When things don’t work
MCP server not connecting
If /mcp shows the CircleCI server as “failed”:
- Validate that your
~/.claude.jsonis proper JSON (a linting tool helps here) - Confirm Node.js 18+ is installed:
node --version - Test the MCP server directly:
shell
CIRCLECI_TOKEN=your-token npx @circleci/mcp-server-circleci@latest
- Restart Claude Code after any configuration changes
Project not recognized
If Claude can’t find your project:
- Verify the project shows up in your CircleCI dashboard
- Check your Git remote:
git remote -v - Make sure your API token has appropriate permissions
- Specify the project explicitly:
Get build status for gh/my-username/my-repo
Authentication failures
If you’re getting token errors:
- Confirm the token is still valid in CircleCI’s User Settings
- Generate a fresh token and update your configuration
- Watch out for trailing whitespace or newlines in the token value
Bringing it together
AI coding tools let you build faster than ever, but speed without verification is just a faster way to ship bugs. By pairing Claude Code with CircleCI, you get the productivity benefits of AI-assisted development with the confidence that comes from automated testing.

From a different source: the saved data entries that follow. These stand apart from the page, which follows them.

PR #368, opened 2019-03-15
Fixes issue with Guided Access or Single App modes  (rdar://40809553)

### LINKED ISSUE #365: Log in doesn't work in Guided Access or Single App modes
**Describe the bug**
Log in doesn't work in Guided Access mode or single app mode with supervised devices under an MDM. As per https://openradar.appspot.com/48376122, both ASWebAuthenticationSession and SFAuthenticationSession return an error (Domain=com.apple.AuthenticationServices.WebAuthenticationSession Code=1 "(null)") in these cases.

**To Reproduce**
1. Enable guided access on a device (Settings -> General -> Accessibility)
2. Set up and run the example project.
3. Start guided access mode on device (Tap home/power button 3 times, depending on device type)
4. Tap button "Authorize" in the app.

**Expected behavior**
Have an alert window to continue sign-in, and then the webview should appear.

** Actual behavior**
Neither the alert window nor the webview are presented, and an error occurs (Domain=com.apple.AuthenticationServices.WebAuthenticationSession Code=1 "(null)").

**Smartphone:**
 - Device: iPhone8
 - OS: iOS 12.1.4
 - XCode: 10.1 10B61

Tested with library versions 0.95.0 and master.

cassianodialpad:
Fixes #365

### DIFF
--- a/Source/iOS/OIDExternalUserAgentIOS.m
+++ b/Source/iOS/OIDExternalUserAgentIOS.m
@@ -61,7 +61,7 @@ NS_ASSUME_NONNULL_BEGIN
 
   _externalUserAgentFlowInProgress = YES;
   _session = session;
-  BOOL openedSafari = NO;
+  BOOL openedUserAgent = NO;
   NSURL *requestURL = [request externalUserAgentRequestURL];
 
   // iOS 12 and later, use ASWebAuthenticationSession
@@ -91,13 +91,13 @@ NS_ASSUME_NONNULL_BEGIN
         }
       }];
       _webAuthenticationVC = authenticationVC;
-      openedSafari = [authenticationVC start];
+      openedUserAgent = [authenticationVC start];
     }
   }
   // iOS 11, use SFAuthenticationSession
   // SFAuthenticationSession doesn't work with guided access (rdar://40809553)
   if (@available(iOS 11.0, *)) {
-    if (!openedSafari && !UIAccessibilityIsGuidedAccessEnabled()) {
+    if (!openedUserAgent && !UIAccessibilityIsGuidedAccessEnabled()) {
       __weak OIDExternalUserAgentIOS *weakSelf = self;
       NSString *redirectScheme = request.redirectScheme;
       SFAuthenticationSession *authenticationVC =
@@ -121,32 +121,33 @@ NS_ASSUME_NONNULL_BEGIN
         }
       }];
       _authenticationVC = authenticationVC;
-      openedSafari = [authenticationVC start];
+      openedUserAgent = [authenticationVC start];
     }
   }
   // iOS 9 and 10, use SFSafariViewController
   if (@available(iOS 9.0, *)) {
-    if (!openedSafari) {
+    if (!openedUserAgent) {
       SFSafariViewController *safariVC =
           [[SFSafariViewController alloc] initWithURL:requestURL];
       safariVC.delegate = self;
       _safariVC = safariVC;
       [_presentingViewController presentViewController:safariVC animated:YES completion:nil];
-      openedSafari = YES;
+      openedUserAgent = YES;
     }
+  }
   // iOS 8 and earlier, use mobile Safari
-  } else {
-    openedSafari = [[UIApplication sharedApplication] openURL:requestURL];
+  if (!openedUserAgent){
+    openedUserAgent = [[UIApplication sharedApplication] openURL:requestURL];
   }
 
-  if (!openedSafari) {
+  if (!openedUserAgent) {
     [self cleanUp];
     NSError *safariError = [OIDErrorUtilities errorWithCode:OIDErrorCodeSafariOpenError
                                             underlyingError:nil
                                                 description:@"Unable to open Safari."];
     [session failExternalUserAgentFlowWithError:safariError];
   }
-  return openedSafari;
+  return openedUserAgent;
 }
 
 - (void)dismissExternalUserAgentAnimated:(BOOL)animated completion:(void (^)(void))completion {
--- a/Source/iOS/OIDExternalUserAgentIOS.m
+++ b/Source/iOS/OIDExternalUserAgentIOS.m
@@ -64,9 +64,9 @@ NS_ASSUME_NONNULL_BEGIN
   BOOL openedUserAgent = NO;
   NSURL *requestURL = [request externalUserAgentRequestURL];
 
-  // iOS 12 and later, use ASWebAuthenticationSession
-  // ASWebAuthenticationSession doesn't work with guided access (rdar://40809553)
   if (@available(iOS 12.0, *)) {
+    // iOS 12 and later, use ASWebAuthenticationSession
+    // ASWebAuthenticationSession doesn't work with guided access (rdar://40809553)
     if (!UIAccessibilityIsGuidedAccessEnabled()) {
       __weak OIDExternalUserAgentIOS *weakSelf = self;
       NSString *redirectScheme = request.redirectScheme;
@@ -94,9 +94,9 @@ NS_ASSUME_NONNULL_BEGIN
       openedUserAgent = [authenticationVC start];
     }
   }
-  // iOS 11, use SFAuthenticationSession
-  // SFAuthenticationSession doesn't work with guided access (rdar://40809553)
   if (@available(iOS 11.0, *)) {
+    // iOS 11, use SFAuthenticationSession
+    // SFAuthenticationSession doesn't work with guided access (rdar://40809553)
     if (!openedUserAgent && !UIAccessibilityIsGuidedAccessEnabled()) {
       __weak OIDExternalUserAgentIOS *weakSelf = self;
       NSString *redirectScheme = request.redirectScheme;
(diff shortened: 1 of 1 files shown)


WilliamDenniss:
I gather this fixes the issue by opening Safari?

Can you sign the [CLA ](https://openid.net/intellectual-property/contribution-license-agreement/)or link me to your one if you have already?

cassianodialpad:
Yes, it will open Safari when in Guided Access.

My company has sent the corporate CLA to help@oidf.org , but it seems it has not been processed yet (Dialpad is not on the list).

cassianodialpad:
Hi @WilliamDenniss , here is the CLA: https://openid.net/wordpress-content/uploads/2019/03/Dialpad-Inc_CLA-Agreement-Corporate_2019-03-18.pdf

Source/iOS/OIDExternalUserAgentIOS.m
```diff
@@ -65,65 +65,75 @@ - (BOOL)presentExternalUserAgentRequest:(id<OIDExternalUserAgentRequest>)request
   NSURL *requestURL = [request externalUserAgentRequestURL];
 
   // iOS 12 and later, use ASWebAuthenticationSession
+  // ASWebAuthenticationSession doesn't work with guided access (rdar://40809553)
   if (@available(iOS 12.0, *)) {
```
WilliamDenniss: I would just add the extra condition here, i.e. `&& !UIAccessibilityIsGuidedAccessEnabled()` makes for less indentation.

Source/iOS/OIDExternalUserAgentIOS.m
```diff
@@ -65,65 +65,75 @@ - (BOOL)presentExternalUserAgentRequest:(id<OIDExternalUserAgentRequest>)request
...
-                             underlyingError:error
-                                 description:@"User cancelled."];
-        [strongSelf->_session failExternalUserAgentFlowWithError:safariError];
-      }
-    }];
-    _authenticationVC = authenticationVC;
-    openedSafari = [authenticationVC start];
+  // SFAuthenticationSession doesn't work with guided access (rdar://40809553)
+  if (@available(iOS 11.0, *)) {
+    if (!openedSafari && !UIAccessibilityIsGuidedAccessEnabled()) {
```
WilliamDenniss: same comment as above for `&& !UIAccessibilityIsGuidedAccessEnabled()`.

WilliamDenniss: I don't see how `openedSafari` can ever be true at this point is that check needed?

Source/iOS/OIDExternalUserAgentIOS.m
```diff
@@ -154,21 +164,17 @@ - (void)dismissExternalUserAgentAnimated:(BOOL)animated completion:(void (^)(voi
   
   [self cleanUp];
   
-  if (@available(iOS 12.0, *)) {
```
WilliamDenniss: I like the refactor of this whole section here.

Source/iOS/OIDExternalUserAgentIOS.m
cassianodialpad: Actually Xcode gives a compilation error when chaining conditions with `@available`, see https://stackoverflow.com/questions/46965347/objective-c-available-guard-anded-with-more-conditions.

Source/iOS/OIDExternalUserAgentIOS.m
cassianodialpad: Same.

Source/iOS/OIDExternalUserAgentIOS.m
cassianodialpad: Thanks. It actually wasn't just a refactor, but to prevent problems if the user switch on/off guided access in the middle of the login process.

Source/iOS/OIDExternalUserAgentIOS.m
cassianodialpad: True, I will fix that.

Source/iOS/OIDExternalUserAgentIOS.m
WilliamDenniss: Oh, not saying it wasn't needed - I just like this improvement even without the guided access fixes, I think it's the better way to structure it generally.

Source/iOS/OIDExternalUserAgentIOS.m
cassianodialpad: Actually it is needed in this context indeed: if on iOS12 not in access mode, `openedSafari` will have the result of `[authenticationVC start]`. If it did not work with ASWebAuthenticationSession for some reason, it will still try SFAuthenticationSession.
What do you think? Is there a better way to handle this?

WilliamDenniss: Ah ok, I missed that the `else if` was removed.

The new logic is a little harder to read, but it's also inconsistent. In most places "openedSafari" is the test rather than the platform version, but in the case of mobile Safari there's no `openedSafari` check, and happens only for iOS 8 & below like before (mobile safari is opened in the `else` path of the iOS 9 version check).

I think we need to holistically look at the logic here and move to consistent model, not just apply a fix for UIAccessibilityIsGuidedAccessEnabled.

Perhaps that consistent model is "did the previous preferred method work, otherwise try the next best option", which is almost what you've done here, with the exception of mobile Safari.

Source/iOS/OIDExternalUserAgentIOS.m
```diff
@@ -65,65 +65,75 @@ - (BOOL)presentExternalUserAgentRequest:(id<OIDExternalUserAgentRequest>)request
...
+        } else {
+          NSError *safariError =
+              [OIDErrorUtilities errorWithCode:OIDErrorCodeUserCanceledAuthorizationFlow
+                               underlyingError:error
+                                   description:nil];
+          [strongSelf->_session failExternalUserAgentFlowWithError:safariError];
+        }
+      }];
+      _webAuthenticationVC = authenticationVC;
+      openedSafari = [authenticationVC start];
```
WilliamDenniss: Can you rename `openedSafari` to `openedUserAgent` for accuracy?

cassianodialpad: Sure!

Source/iOS/OIDExternalUserAgentIOS.m
cassianodialpad: Makes sense. I didn't want to modify the code too much for that fix, but you are right. I will make the changes.

cassianodialpad: I added the condition on the `else` path. Do you think we need a larger refactor to this model?

Source/iOS/OIDExternalUserAgentIOS.m
```diff
@@ -61,82 +61,93 @@ - (BOOL)presentExternalUserAgentRequest:(id<OIDExternalUserAgentRequest>)request
 
   _externalUserAgentFlowInProgress = YES;
   _session = session;
-  BOOL openedSafari = NO;
+  BOOL openedUserAgent = NO;
   NSURL *requestURL = [request externalUserAgentRequestURL];
 
   // iOS 12 and later, use ASWebAuthenticationSession
+  // ASWebAuthenticationSession doesn't work with guided access (rdar://40809553)
```
WilliamDenniss: Can you move this comment to just above the if-statement for `UIAccessibilityIsGuidedAccessEnabled`? And below

Source/iOS/OIDExternalUserAgentIOS.m
WilliamDenniss: I think it's good to go. The approach seems valid, it's basically a cascading order of preferences that's less attached to the iOS version now (while still gated by the version).

WilliamDenniss: Can you address the nit regarding the comment, and squish the commits into 1?

Source/iOS/OIDExternalUserAgentIOS.m
cassianodialpad: Sure.

Source/iOS/OIDExternalUserAgentIOS.m
cassianodialpad: You don't squash for merging pull requests?

Source/iOS/OIDExternalUserAgentIOS.m
WilliamDenniss: Sorry I just meant just the UIAccessibilityIsGuidedAccessEnabled comment, not both. I think the comment should precede the if-statement that it relates to.

cassianodialpad: Done! =)

cassianodialpad:
Thanks!
How do I make a PR for a fix to the current version?

WilliamDenniss:
Assuming no commits: stash any changes, checkout HEAD, pop the stash and continue.

cassianodialpad:
Sorry, I did't get it... The current version is 0.95.0, is it possible to create a 0.95.1 with this fix? From what I understand from github, I can't make a PR to other branch than master (or to create a new one).

WilliamDenniss:
I thought you were referring to further changes on this branch.

0.95.0 is a tag, we release it from the [pre1.0 ](https://github.com/openid/AppAuth-iOS/tree/pre1.0) branch which you can file a PR against, and we can cut a 0.95.1 from that.

Personally wouldn't bother backporting the fix though, anyone who needs this should just use the 1.x builds. We'll be cutting a release candidate from master soon.

cassianodialpad:
I'm using https://github.com/google/GTMAppAuth, with depends on 0.95.0 and breaks with 1.0... =/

With the setup in this guide, you can write code through natural conversation with Claude, validate changes automatically before they cause problems, diagnose and fix failures without leaving your terminal, and iterate rapidly with a tight feedback loop between coding and testing.
Getting started takes just a few minutes: install Claude Code, connect it to CircleCI via MCP, and you’re ready to go. The investment pays off immediately: every time you catch an AI-generated bug before it reaches production, every time you fix a failing build without opening a browser.